PROBLEM REQUIREMENTS
Go through the entries below from the first line and transcribe each one exactly, ending with the line that contains "### LINKED ISSUE".

EXERCISE DATA START

PR #2711, opened 2024-10-27
kie-issues#2601: [kn-plugin-workflow] Minify the openAPI spec files to trim operations only used by the workflows in the current project

### LINKED ISSUE #2601: [kn-plugin-workflow] Minify the openAPI spec files to trim operations only used by the workflows in the current project
When users run the command kn workflow create, they can add any OpenAPI specification files to the specs folder. However, large files may exceed Kubernetes' [object size limit](https://github.com/kubernetes/kubernetes/blob/db1990f48b92d603f469c1c89e2ad36da1b74846/test/integration/master/synthetic_master_test.go#L315) during deployment. Reference: [Kubernetes object size limitations](https://stackoverflow.com/questions/60468110/kubernetes-object-size-limitations).

To address this, we will introduce a new CLI command:

```shell
# Explore additional handlers if needed
kn workflow specs minify openapi
```

## Command Behavior:
- This command minifies OpenAPI spec files in the `specs` folder, keeping only the operations and definitions used in the workflows (and sub flows) within the project context.
-  Minified files will be saved with the pattern `<original-file-name>.min.yaml|json`.
- All unused operations, types, and objects will be removed from the minified file.

## Deployment:
- The `ConfigMaps` will reference the minified files when deploying to Kubernetes. Although the `ConfigMaps` entries will use the original file names (to match references in `spec.flow.functions`), the content will be the minified version.

## Automation:
- If the user does not run the minify command manually, the process will be triggered automatically before creating `ConfigMaps` during deployment. This ensures that oversized files do not block deployment.

## File Size Validation
- The minified file must be validated to ensure it does not exceed Kubernetes' 3MB size limit. If it does, users will be prompted to store the OpenAPI files remotely (e.g., via CDN or a Git repository) and reference them using HTTP(S) URLs in the project.

## Debugging:
- The command allows users to manually minify and inspect the OpenAPI specs, offering better debugging and verification before deployment.

## Documentation:
- Ensure all relevant documentation is updated to reflect this new behavior.

## Additional Considerations:
**Editor Integration**: @handreyrc, please verify if this change impacts the editor's functionality. IntelliSense should remain unaffected, as it will continue working with the original, non-minified OpenAPI specs.

treblereel:
Fix https://github.com/apache/incubator-kie-tools/issues/2601

tests are missed atm, I'll add it in a couple of days


packages/kn-plugin-workflow/pkg/common/openapi_minifier.go
```diff
@@ -0,0 +1,278 @@
...
+
+	"github.com/apache/incubator-kie-tools/packages/kn-plugin-workflow/pkg/metadata"
+	"github.com/apache/incubator-kie-tools/packages/sonataflow-operator/api/v1alpha08"
+	"github.com/getkin/kin-openapi/openapi3"
+	"gopkg.in/yaml.v3"
+	"k8s.io/apimachinery/pkg/util/sets"
+	yamlk8s "k8s.io/apimachinery/pkg/util/yaml"
+)
+
+type OpenApiMinifier struct {
```
ricardozanini: Can you move this to the `pkg/specs` module?

packages/kn-plugin-workflow/pkg/command/deploy_undeploy_common.go
```diff
@@ -122,14 +122,14 @@ func generateManifests(cfg *DeployUndeployCmdConfig) error {
 	supportFileExtensions := []string{metadata.JSONExtension, metadata.YAMLExtension, metadata.YMLExtension}
 
 	fmt.Println("🔍 Looking for specs files...")
-	files, err = common.FindFilesWithExtensions(cfg.SpecsDir, supportFileExtensions)
+	minifiedfiles, err := common.NewMinifier(&common.OpenApiMinifierParams{
```
ricardozanini: Then if you accept my other suggestion we can have something like this:

```suggestion
	minifiedfiles, err := specs.NewMinifier(&common.OpenApiMinifierParams{
```

packages/kn-plugin-workflow/pkg/common/openapi_minifier.go
```diff
@@ -0,0 +1,278 @@
...
+	workflows  []string
+	params     *OpenApiMinifierParams
+	operations map[string]sets.Set[string]
+}
+
+type OpenApiMinifierParams struct {
```
ricardozanini:
```suggestion
type OpenApiMinifierOpts struct {
```

packages/kn-plugin-workflow/pkg/common/openapi_minifier.go
```diff
@@ -0,0 +1,278 @@
...
+	}
+
+	doc, err := openapi3.NewLoader().LoadFromData(data)
+	if err != nil {
+		return "", fmt.Errorf("❌ ERROR: failed to load OpenAPI document: %w", err)
+	}
+	if doc.Paths == nil {
+		return "", fmt.Errorf("OpenAPI document %s has no paths", specFileName)
+	}
+	for key, value := range doc.Paths.Map() {
```
ricardozanini: So we are removing `paths`, but we keep `components`? https://spec.openapis.org/oas/latest.html#components-object

Some components that were only referenced by these paths might also be removed.

ricardozanini (commented):
You can take a few openapi specs as an example for tests from here:
https://github.com/quarkiverse/quarkus-openapi-generator/tree/main/client/integration-tests

Things that should be included in the test cases:
- Full openapi spec
- Minified spec
- Workflow referencing the spec
- Adding another openapi operation to the workflow and recheck if the new operation has been added to the minified version.

packages/kn-plugin-workflow/pkg/common/openapi_minifier.go
treblereel: @ricardozanini https://github.com/apache/incubator-kie-tools/issues/2718

treblereel:
@ricardozanini I have added `--minify` option to the deploy, it allows us to skip minification if needed
By default it's true

packages/kn-plugin-workflow/pkg/specs/openapi_minifier.go
```diff
@@ -0,0 +1,282 @@
...
+
+	minifySpecsFiles, err := m.minifySpecsFiles()
+	if err != nil {
+		return nil, err
+	}
+
+	return minifySpecsFiles, nil
+}
+
+func (m *OpenApiMinifier) processFunctions() error {
```
ricardozanini:
```suggestion
func (m *OpenApiMinifier) fetchSpecFromFunctions() error {
```

packages/kn-plugin-workflow/pkg/specs/openapi_minifier.go
```diff
@@ -0,0 +1,282 @@
...
+	for _, workflowFile := range m.workflows {
+		err := m.processFunction(workflowFile)
+		if err != nil {
+			return err
+		}
+	}
+	return nil
+}
+
+func (m *OpenApiMinifier) processFunction(workflowFile string) error {
```
ricardozanini:
```suggestion
func (m *OpenApiMinifier) fetchSpecFromFunction(workflowFile string) error {
```

ricardozanini: I believe this name gives a stronger meaning to what this func does.

ricardozanini (commented):
Well done! I left two minor suggestions.

ricardozanini:
@domhanak can you please verify this?

ricardozanini (approved):

domhanak:
> @domhanak can you please verify this?

Yup, working on it, investigating some issue with compilation after the minifications, Will let you know.

domhanak:
# Documentation of the command

- `kn workflow specs help`  - :heavy_check_mark:  
- `kn workflow specs minify` -> this does nothing, and when I do `kn workflow specs minify help` the result is the same. I think we can better explain the command to the user, in a sense he understands `openapi` needs to be added as argument to start the minification. For example adding more targeted HELP description here :construction: 


# Functional

- `kn workflow specs minify openapi`
  - [Input](https://gist.github.com/domhanak/dc00ed7547fa92f70bd9e000422c4914) results in [output](https://gist.github.com/domhanak/60d4df3c940f7a36d21f5c5afcf0c392) -> Is that correct? I can see a ConfigMap `01-hello-resources-specs.yaml` when deploying but the workflow is failing with compilation errors. 
:eyes: investigating why :eyes:
Cause: Typo in function definition of the workflow, once fixed workflow properly deploys without errors. :heavy_check_mark: 
   - `components` are part of the minified file, is that expected? :question: 
   - file size seems to be larger after minification, according to the message `:white_check_mark: Minified file specs/greetingAPI.min.yaml created with 7572 bytes (original size: 6212 bytes)`


More information about testing to follow, I will update the comment with latest info.
Double checking the scenarios with subflows.

domhanak (approved):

EXERCISE DATA END

RESPONSE
PR #2711, opened 2024-10-27
kie-issues#2601: [kn-plugin-workflow] Minify the openAPI spec files to trim operations only used by the workflows in the current project

### LINKED ISSUE #2601: [kn-plugin-workflow] Minify the openAPI spec files to trim operations only used by the workflows in the current project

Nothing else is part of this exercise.